PR #2311, opened 2022-04-01
Disable multiprocessing when dumping features in hubert preprocessing

nateanl:
The multi-processing works well on MFCC features. However, it sometimes makes the script hang when dumping HuBERT features. Change it to for-loop resolves the issue.

### DIFF
--- a/examples/hubert/preprocess.py
+++ b/examples/hubert/preprocess.py
@@ -8,7 +8,6 @@ The script includes:
 """
 import logging
 from argparse import ArgumentParser, RawTextHelpFormatter
-from multiprocessing import Pool
 from pathlib import Path
 
 import torch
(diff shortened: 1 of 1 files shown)


mthrok:
> The multi-processing works well on MFCC features. However, it sometimes makes the script hang when dumping HuBERT features. Change it to for-loop resolves the issue.

Sounds like oversubscription issue.
What happens if you set the number of threads to 1?

https://jdhao.github.io/2020/07/06/pytorch_set_num_threads/

nateanl:
That's what I was using. `OMP_NUM_THREADS=1 `
I was using it for training kmeans model with mfcc features, because there is some warning message shows
```
OpenBLAS Warning : Detect OpenMP Loop and this application may hang. Please rebuild the library with USE_OPENMP=1 option.
```
With `OMP_NUM_THREADS=1`, the kmeans method is working.
However, with `OMP_NUM_THREADS=1`, the script still hangs in the dumping hubert feature step.

nateanl:
oops, I misread the option. I used `OMP_NUM_THREADS` instead of `OM_NUM_THREADS`, let me try with it with multi-processing.

mthrok:
`OM_NUM_THREADS` is typo. `OMP_NUM_THREADS` is correct.

mthrok (approved):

----------------------------------------

- _Your assignment_: From the top of the listing above, restate each line word for word up to and including the line with "--- a/examples/hubert/preprocess.py"; add nothing else.

- _Output for this exercise_:
PR #2311, opened 2022-04-01
Disable multiprocessing when dumping features in hubert preprocessing

nateanl:
The multi-processing works well on MFCC features. However, it sometimes makes the script hang when dumping HuBERT features. Change it to for-loop resolves the issue.

### DIFF
--- a/examples/hubert/preprocess.py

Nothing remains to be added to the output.